_Exercise prompt:_ Only one portion of the data is to be written out: from the line bearing "change the method of initializing slice" through the line bearing "There are places". Write it exactly as it appears.

_Information shown:_

PR #4096, opened 2021-02-17
change the method of initializing slice

sivchari:
- [x] Do only one thing
- [x] Tested

Hi, This is a small change, but it will send a PR.
There are places where the slice capacity is not specified.
I thought this would be better for Go's slice specification, since the capacity of the slice to be appended can be allocated in advance by the length.


sivchari:
sry, I'll resolve conflicts

PR #4113, opened 2021-02-22
Add ActivatedAt for scheduling future events.

ralic:
- [v] Do only one thing
- [v] Non breaking API changes
- [v] Tested

Add ActivatedAt for scheduling future events.

### User Case Description
Sometimes we hope to prepare partial or full information before it goes online.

_Task response:_
change the method of initializing slice

sivchari:
- [x] Do only one thing
- [x] Tested

Hi, This is a small change, but it will send a PR.
There are places where the slice capacity is not specified.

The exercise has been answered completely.